Provided information:

PR #542, opened 2020-09-11
Do not minimize on Binder

jtpio:
Looks like recent versions of JupyterLab 2.x fail to build on Binder due to high memory consumption.

Turning off minimization should help make the build succeed.

https://mybinder.org/v2/gh/jupyterlab/debugger/binder-minimize-false?urlpath=/lab/tree/examples/index.ipynb


jtpio:
The Binder link posted above now builds correctly.

PR #556, opened 2020-10-12
Fix handling of source breakpoints

### LINKED ISSUE #555: BreakpointCellComponent error with xeus-python 0.8.6
Testing locally with the latest from c8686e7af76929511548a7fdb00c5a6d9ad91c69, creating a new environment from scratch.

Grabbing the latest packages including `xeus-python=0.8.6` and `xeus=0.24.2`, breakpoints seem to be breaking when they are added and the removed:

xeus-python-0-8-6-breakpoint

This doesn't seem to be an issue with `xeus-python=0.8.3` and `xeus=0.24.1`.

jtpio:
Fixes #555

Follow-up to https://github.com/jupyterlab/debugger/pull/514 and https://github.com/jupyter-xeus/xeus-python/pull/314, so the debugger frontend can handle the debug info reply properly.

### DIFF
--- a/src/service.ts
+++ b/src/service.ts
@@ -573,7 +573,11 @@ export class DebuggerService implements IDebugger, IDisposable {
         const { breakpoints, source } = val;
         map.set(
           source,
-          breakpoints.map(point => ({ ...point, verified: true }))
+          breakpoints.map(point => ({
+            ...point,
+            source: { path: source },
+            verified: true
+          }))
         );
         return map;
       },


jtpio:
Marked as draft for now as this issue is not happening in core lab.

It looks like it is related to the strict null checks (enabled in core but not here).

jtpio:
Which means we should move forward with archiving this repo since the code bases have diverged.

jtpio:
Let's get it in so the patch can be part of 0.3.4.

PR #562, opened 2020-11-18
Set terminateDebuggee to false

JohanMabille:
Stopping the debugger should not stop the kernel.

### DIFF
--- a/test/service.spec.ts
+++ b/test/service.spec.ts
@@ -173,6 +173,7 @@ describe('DebuggerService', () => {
     ].join('\n');
 
     let breakpoints: IDebugger.IBreakpoint[];
+    let sourceBreakpoints: IDebugger.IBreakpoint[];
     let sourceId: string;
 
     beforeEach(async () => {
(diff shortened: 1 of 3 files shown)


jtpio:
Thanks!

This should fix the following behavior of the kernel restarting when the debugger is stopped:

xeus-python-restart

jtpio:
Looks like the tests are timing out, similar to https://github.com/jupyterlab/jupyterlab/pull/9362#issuecomment-729917352

test/service.spec.ts
```diff
@@ -190,6 +191,14 @@ describe('DebuggerService', () => {
           }
         };
       });
+      // create the list of source breakpoints expected from a restore
+      sourceBreakpoints = breakpoints.map(breakpoint => {
+        return {
+          line: breakpoint.line,
+          verified: breakpoint.verified,
+          source: breakpoint.source
```
jtpio, line 199: Ah, looks like this change is needed in this code base, because of this: https://github.com/jupyterlab/debugger/pull/556

And the fact they have diverged quite a bit because of the strict null checks in core but not here...

jtpio:
Let's get it in once the tests pass so we can cut a new patch release.

jtpio:
Thanks!

PR #566, opened 2020-11-26
Clear models and signals upon continue response

JohanMabille:
See https://github.com/jupyterlab/jupyterlab/pull/9402 for the explanation.


jtpio:
Thanks!

PR #20248, opened 2026-06-25
ci: remove duplicate CodeQL Advanced workflow

MrDadhich456:
## Description

Removes `codeql.yml` ("CodeQL Advanced") which is a redundant duplicate of the actively maintained `codeql-analysis.yml` ("CodeQL"). Both workflows run weekly scheduled CodeQL scans on the same languages (Go, JavaScript), wasting CI minutes.

### Why `codeql-analysis.yml` is the keeper

| Feature | `codeql.yml` (removed) | `codeql-analysis.yml` (kept) |
|---|---|---|
| Runner | `ubuntu-latest` | `ubuntu-24.04` |
| Repo guard | ❌ | ✅ `github.repository == 'meshery/meshery'` |
| Checkout version | `@v4` | `@v6` |
| PR failure comments | ❌ | ✅ |
| Email alerts on failure | ❌ | ✅ |
| Introspection logging | ❌ | ✅ |
| Config | Inline paths-ignore | `.github/codeql-config.yml` |

### Impact
- Eliminates ~3 redundant CI runs per week (one per language matrix entry)
- No loss of security scanning coverage — `codeql-analysis.yml` covers the same languages with better error handling

Relates to #18795

- [x] Yes, I signed my commits.

PR #20346, opened 2026-06-28
ci: fix CodeQL Go analysis reporting

MrDadhich456:
**Follow-up to:** #20248
**Fixes:** CodeQL Go analysis returning empty/failing to report results.

### Problem
After the consolidation of the CodeQL workflows in #20248, the remaining `codeql-analysis.yml` workflow failed to properly scan the Go source code. This happened because the workflow defaulted to `autobuild` for Go. CodeQL's autobuilder detected the `Makefile` in the root directory and ran `make` (which targets `providers-propagate`), resulting in zero Go files being compiled. Since CodeQL for Go relies on intercepting a successful compilation, no Go code was analyzed.

### Solution
This PR configures CodeQL to use a manual build mode for Go and sets up the correct build environment:
1. **Set up Go**: Added `actions/setup-go@v6` using the version specified in `go.mod`.
2. **Explicit Build Mode**: Configured `build-mode: manual` for Go and `none` for JavaScript.
3. **Manual Compilation Steps**: Replaced the default `Autobuild` step with explicit `go build` commands to compile the primary components of the repository:
   - Meshery Server (`server/cmd`)
   - Meshery CLI (`mesheryctl`)
   - WASM Policy Engine (`server/policies/wasm` with `GOOS=js GOARCH=wasm`)

By explicitly compiling these components, CodeQL can successfully observe the builds and generate the security analysis database for the Go codebase.

### DIFF
--- a/.github/workflows/codeql-analysis.yml
+++ b/.github/workflows/codeql-analysis.yml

Instructions to follow:
In the listing above, start at the line with "to report results.", go on through the line with "--- a/.github/workflows/codeql-analysis.yml", and copy each of those lines exactly; leave out all the rest.

The answer:
**Fixes:** CodeQL Go analysis returning empty/failing to report results.

### Problem
After the consolidation of the CodeQL workflows in #20248, the remaining `codeql-analysis.yml` workflow failed to properly scan the Go source code. This happened because the workflow defaulted to `autobuild` for Go. CodeQL's autobuilder detected the `Makefile` in the root directory and ran `make` (which targets `providers-propagate`), resulting in zero Go files being compiled. Since CodeQL for Go relies on intercepting a successful compilation, no Go code was analyzed.

### Solution
This PR configures CodeQL to use a manual build mode for Go and sets up the correct build environment:
1. **Set up Go**: Added `actions/setup-go@v6` using the version specified in `go.mod`.
2. **Explicit Build Mode**: Configured `build-mode: manual` for Go and `none` for JavaScript.
3. **Manual Compilation Steps**: Replaced the default `Autobuild` step with explicit `go build` commands to compile the primary components of the repository:
   - Meshery Server (`server/cmd`)
   - Meshery CLI (`mesheryctl`)
   - WASM Policy Engine (`server/policies/wasm` with `GOOS=js GOARCH=wasm`)

By explicitly compiling these components, CodeQL can successfully observe the builds and generate the security analysis database for the Go codebase.

### DIFF
--- a/.github/workflows/codeql-analysis.yml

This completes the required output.